Steps 1-3 above describe one possible way to perform infection.Masquerading, in turn, involves a naming convention of programs. In our case, a name of a program could be a bit string in its encoding. Masquerading means that the encoding of a malicious program contains the same bit string falsely naming the program. This is not difficult to implement in the tape of a UTM irrespective of the function of the TM containing the masquerading bit string.
Their second argument concerns the `other' programs. In conventional TM models there are no `other' programs to be infected. This, of course, is not a problem in UTM based models where the tape may contain any number of programs, `normal' programs as well various malicious ones.
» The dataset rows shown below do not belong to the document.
PR #1775, opened 2022-12-08
runserver_plus template reloading

### LINKED ISSUE #1766: [runserver_plus] autoreload django
Hello, 
after updating Django to version 4.1.1 I noticed that using runserver_plus on the modification of python files, the autoreload works correctly but on the modification of html files if I do not restart the server,  by reloading the web page the changes are not displayed. If I use the Django runserver command everything works fine.
I think this all depended on this: https://docs.djangoproject.com/en/4.1/releases/4.1/#templates

I wait your feedback.
Thanks!

foarsitter:
The [cached.Loader](https://docs.djangoproject.com/en/4.1/ref/templates/api/#django.template.loaders.cached.Loader) template loader is default in [Django 4.1](https://docs.djangoproject.com/en/4.1/releases/4.1/#templates), even with `DEBUG=True`. 

To take advantage of this loader in development the `runserver` command is extended to invalidated the cache when an [template is changed](https://github.com/django/django/blob/9da2210f121085e998dc7cedb783bc4568390b92/django/utils/autoreload.py#L369). 

`runserver_plus` does not listen to changes in `.html` and does not invalidate the template cache on change. 

This pull requests adds the `.html` suffix to `extra_files` so the [Werkzeug reloader](https://github.com/pallets/werkzeug/blob/3115aa6a6276939f5fd6efa46282e0256ff21f1a/src/werkzeug/_reloader.py#L271) fires the correct signals. By firing the `django.utils.autoreload.file_changed` event on each change the `django.template.autoreload.template_changed` receiver can trigger `reset_loaders` when needed. 

Fixes #1766

### DIFF
--- a/django_extensions/management/commands/runserver_plus.py
+++ b/django_extensions/management/commands/runserver_plus.py
@@ -7,6 +7,7 @@ import sys
 import traceback
 import webbrowser
 import functools
+from pathlib import Path
 from typing import List, Set
 
 import django
@@ -15,7 +16,7 @@ from django.core.management.base import BaseCommand, CommandError, SystemCheckEr
 from django.core.management.color import color_style
 from django.core.servers.basehttp import get_internal_wsgi_application
 from django.dispatch import Signal
-from django.utils.autoreload import get_reloader
+from django.utils.autoreload import file_changed, get_reloader
 from django.views import debug as django_views_debug
 
 try:
@@ -86,11 +87,17 @@ if HAS_WERKZEUG:
 
             @property
             def extra_files(self):
-                return self._extra_files.union(_error_files)
+                return self._extra_files.union(_error_files, {"*.html"})
 
             @extra_files.setter
             def extra_files(self, extra_files):
                 self._extra_files = extra_files
+
+            def trigger_reload(self, filename: str) -> None:
+                path = Path(filename)
+                results = file_changed.send(sender=self, file_path=path)
+                if not any(res[1] for res in results):
+                    super().trigger_reload(filename)
 
         _reloader.reloader_loops[name] = WrappedReloaderLoop
 


foarsitter:
The actions fail due to #1777

foarsitter:
@trbs thanks for mergin. Is there something of a schedule for a new release? A new release would make it possible for https://github.com/cookiecutter/cookiecutter-django/pull/4028 to upgrade to Django 4.1.

foarsitter:
@bmihelac `extra_files` is added to the patterns over here: https://github.com/pallets/werkzeug/blob/main/src/werkzeug/_reloader.py#L328

Can you tell me more about your setup? How does your template loader settings look like? Do you use the StatReloader?

bmihelac:
@foarsitter thanks for your time.

I believe that template loaders are standard from what you get when you start new project + DIRS:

The third argument of Thimbleby et al. deals with self-awareness of infection: it should be possible to infect a program such that it cannot tell that the infection has happened, i.e. the reliable judgement whether or not a program is infected depends on an internal mechanism that is not affected by the infection. More specifically, Thimbleby et al. find it problematic that in most TM models of virus infection the effect of the virus is not visible; the running of the program is either unchanged or it becomes incorrect.
Although this critique holds for the TM models cited in [1], there should be no problems in sharpening the TM models in this respect.Consider again steps 1-3 above. In step 3(a) the infected TM jumps to perform some undesirable activities. This jump can be easily made dependable on a condition outside the infected TM, e.g. on the contents on a certain tape position. Now the effect of the infection can vary in different executions of the infected TM.
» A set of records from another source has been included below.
PR #1777, opened 2022-12-12
Autoupdate pre-commit hooks & fix linting for runserver_plus.py

### LINKED ISSUE #1776: flake8 pre-commit hooks version outdated
Since the version of flake8 is not pinned, the Github actions use a different version of flake8 then pre-commit. This gives inconsistent outcomes between  the linter and pre-commit action.

foarsitter:
This pull request fixes #1776 by updating the pre-commit hooks to there latest version. The change in runserver_plus.py:76 is needed to satisfy mypy.

### DIFF
--- a/django_extensions/management/commands/runserver_plus.py
+++ b/django_extensions/management/commands/runserver_plus.py
@@ -73,7 +73,7 @@ DEFAULT_POLLER_RELOADER_INTERVAL = getattr(settings, 'RUNSERVERPLUS_POLLER_RELOA
 DEFAULT_POLLER_RELOADER_TYPE = getattr(settings, 'RUNSERVERPLUS_POLLER_RELOADER_TYPE', 'auto')
 
 logger = logging.getLogger(__name__)
-_error_files: Set = set()
+_error_files: Set[str] = set()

Fourth, Thimbleby et al. suggest that the model should allow self-replication. Lee [5] has described a TM capable of outputting its own description (see also [6, Problem 7.4-3.]). Such a TM is quite sufficient for our purposes. Thimbleby et al. find it restricting that this kind of self-replication property is up to representation. We do not find it as a restriction. It fact, the whole model is up to representation. Namely, we fix the representation for TMs appearing in the tape of the UTM. Another coding would end up with different kinds of representation for all parts of the model.
The fifth and last argument by Thimbleby et al. concerns time and space requirements. They point out that some viruses do their damage by consuming time and space, and that this has no consequences in TM models where speed and space are immaterial. Again, this is a matter of the level of abstraction. Time and space requirements for TMs can be defined, but it is questionable whether the effects of such viruses are meaningful to measure in an abstract model.
We have (re-)introduced a universal TM model for computer viruses, and have evaluated its merits against the critique by Thimbleby et al. The key concept is the level of abstraction. What are you doing with your model? For many purposes, especially including those related to the basic undecidability questions concerning computer viruses, the UTM model discussed seems to be quite appropriate.
This work was supported by the Academy of Finland (Project 35025).